Deploy to AWS with Ray's autoscaler

Prepare your login credentials of AWS CLI

Login to our AWS Classroom as introduced in serverless lab.

Click the button "AWS Details", and then click the "Show" button after "AWS CLI", you will get a string of text indicating the credential of your account.

Follow the instruction and copy the credentials to ~/.aws/credentials on your docker container.

As there is a session time limit for AWS education account, you need to redo the above steps if you cannot finish your works in 6 hours.

Prepare the Ray configuration file for deployment to AWS.

First, you need to get your IamInstanceProfile from AWS Console.

Step-1: Open AWS Console and Search IAM.

Step-2: Click "Roles" on the left navigation, and then click the "LabRole".

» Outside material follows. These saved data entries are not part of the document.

PR #103, opened 2018-11-03
WIP: Timing constraints API, multiple clock domains

daveshah1:
Implemented
 - [X] Timing API changes for common and ice40
 - [X] Separate analysis of different clock domains

Not yet implemented
 - [ ] Changes to ECP5 or generic architectures
 - [ ] Python bindings for constraints
 - [ ] Consideration of clock _constraints_ in multiple clock domain analysis
 - [ ] Implementation of other constraints in analysis

### DIFF
--- a/docs/archapi.md
+++ b/docs/archapi.md
@@ -455,11 +455,17 @@ Cell Delay Methods
 Returns the delay for the specified path through a cell in the `&delay` argument. The method returns
 false if there is no timing relationship from `fromPort` to `toPort`.
 
-### TimingPortClass getPortTimingClass(const CellInfo *cell, IdString port, IdString &clockPort) const
+### TimingPortClass getPortTimingClass(const CellInfo *cell, IdString port, int &clockInfoCount) const
 
 Return the _timing port class_ of a port. This can be a register or combinational input or output; clock input or
-output; general startpoint or endpoint; or a port ignored for timing purposes. For register ports, clockPort is set
-to the associated clock port.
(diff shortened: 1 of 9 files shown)


docs/archapi.md
```diff
@@ -398,6 +398,10 @@ actual penalty used is a multiple of this value (i.e. a weighted version of this
 
 Convert an `delay_t` to an actual real-world delay in nanoseconds.
 
+### DelayInfo getDelayFromNS(float v) const
+
+Convert a real-world delay in nanoseconds to a DelayInfo with equal min/max rising/falling values.
```
cliffordwolf: Why not simply return a delay_t?

daveshah1: We use DelayInfo in clock constraints, etc - but architectures currently have no API to create one. The alternative would be to use something other than DelayInfo in all those cases.

cliffordwolf: Ah, I see, that makes sense. Maybe we should add some std constructors to DelayInfo then. (But no need to delay this PR for that imo.)

eddiehung:
What's the interaction between clock constraints and the `--freq` command? It doesn't look like they are unified, and IMO `--freq` should set a clock constraint underneath the hood, so that this is so

daveshah1:
As it stands, clock constraints are applied to specific nets whereas `--freq` is global to a context and used for nets without a clock constraint.

eddiehung:
> As it stands, clock constraints are applied to specific nets whereas `--freq` is global to a context and used for nets without a clock constraint.
I don't think this is the right thing to do, though I'm okay with merging this PR without resolving this immediately.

Step-3: After open the page for "LabRole", copy the Instance Profile ARNs. We will use it to config our ray cluster

Step-4: Go back to your docker container. In project folder~/ray-lab , create a new file aws.yaml with the following content. Remember to fill your Instance Profile ARNs got from last step into this file at the correct location (line-80 and line-99).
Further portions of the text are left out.